Reto Bühler führte seine Gruppe in einen weiteren Teil des weitläufigen Friedhofs, der 1877 erbaut wurde. Während der Friedhof Sihlfeld heute mitten in Zürich liegt, befand er sich zur Zeit seines Baus noch ausserhalb der Stadt. Früher hatten Friedhöfe nicht zur Stadt, sondern zu den Kirchen gehört, aber aufgrund der rasch wachsenden Stadtbevölkerung fehlte für die Bestattungen zunehmend der Platz. Zudem kam ein Bewusstsein für Hygiene auf und für die Seuchengefahr, die von Friedhöfen ausgehen konnte.

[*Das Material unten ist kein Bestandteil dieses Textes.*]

PR #1297, opened 2023-08-04
[WIP] Give the option to build image from local directory

bsyouness:


chenbh:
Hi, I'm not quite sure how would building from a local directory work. Ignoring the code changes in this PR, which seems to be a copy paste of the blob source, I don't see a way to even provide a local directory to the build pod. I guess we can mount PVCs, but I'm not sure the usefulness it.

What use cases are you trying to solve here?

bsyouness:
Hey! Thanks for commenting on the PR. Yes, that was the idea: the use for this would be to avoid having to figure out a way to serve a blob and instead mount the directory that would be the target of kpack. Thoughts?

chenbh:
I guess I don't really see a use case for it. In order for this to work, the app's source code must be made available somehow to the build pod. Which probably means that it'll have to be mounted from a kubernetes volume of some sort. But the question then is who would be populating this volume with the source code? 

I would love to learn more about how and where the app's source code will come from before thinking about how kpack will consume that source code.

chenbh:
If you're looking to use kpack for local development, i.e. use kpack to build a source code on your local machine, the kp CLI has a way to [upload a local directory as the source code via the `--local-path` flag](https://github.com/buildpacks-community/kpack-cli/blob/main/docs/kp_image_create.md) when creating Images. (Btw, this is implemented as uploading the local directory as a registry image and using registry source on the kpack Image)

samj1912:
@chenbh I think a better alternative would be allowing users to use a configmap as source code. IIRC there was an issue to support this.

samj1912:
@bsyouness would you like to tackle https://github.com/buildpacks-community/kpack/issues/237 instead? I think that might fit your use cases better.

bsyouness:
Thanks @samj1912. I'll try to spend some time on this at some point. Thank you both for the help.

Zu dieser Zeit begann sich auch die Kremation durchzusetzen, für die damals noch ein Verein zuständig war und nicht die Stadt Zürich; die erste Kremation auf dem Friedhof Sihlfeld (und die erste in der Schweiz überhaupt) fand 1886 im ursprünglichen Krematorium statt. Die grosszügige Anlage des Friedhofs, der nach dem Vorbild des Wiener Zentralfriedhofs gebaut wurde, ermöglichte es ausserdem dem wohlhabend gewordenen Bürgertum, sich mit einem Grabdenkmal ein Statussymbol errichten zu lassen. Entsprechend befinden sich viele Gräber prominenter Verstorbener auf dem Friedhof.
Reto Bühler führte die Gruppe abschliessend zum Alten Krematorium, das 1915 den zu klein gewordenen Vorgängerbau ablöste und in dem Teil des Friedhofs liegt, der im frühen 20. Jahrhundert neu gebaut wurde. Mit seiner Mischung aus verschiedenen Stilen ist dieses Krematorium ein für diese Zeit einzigartiger Bau. Unter anderem befinden sich darin Kutschen, in denen früher wohlhabende Verstorbene mit einem Trauerzug durch die Stadt gefahren wurden, wie Reto Bühler anhand von historischen Fotografien von Heimplatz und Rämistrasse zeigte. Wie das ursprüngliche Krematorium ist auch das Alte Krematorium heute nicht mehr in Betrieb, beide Bauten dienen als Abdankungshalle.
Einig waren sich Veronika Jehle und Reto Bühler darin, dass Friedhöfe langsam aussterben. Das liege unter anderem daran, dass die Angehörigen der Verstorbenen heute aus einer Vielzahl von Bestattungsorten wählen könnten, dass die Erinnerungskultur sich verändert habe, weshalb viele Menschen keinen festen Erinnerungsort für ein Grab mehr wollten, und dass man die Asche auch nicht mehr bestatten lassen müsse. Während Einzelgräber weniger nachgefragt werden, sind Gemeinschaftsgräber in den letzten Jahren allerdings sehr beliebt geworden.
Zum Abschluss des Abends konnten sich die Teilnehmenden noch die aktuelle Ausstellung des Friedhof Forums zum Thema des würdigen Sterbens ansehen oder den Referierenden Fragen stellen. Wie zahlreiche Rückmeldungen zeigten, wurden die kompetent und spannend vorgetragenen Führungen von Veronika Jehle und Reto Bühler sehr geschätzt. Viele Teilnehmende freuten sich bereits auf den nächsten Anlass der Reihe.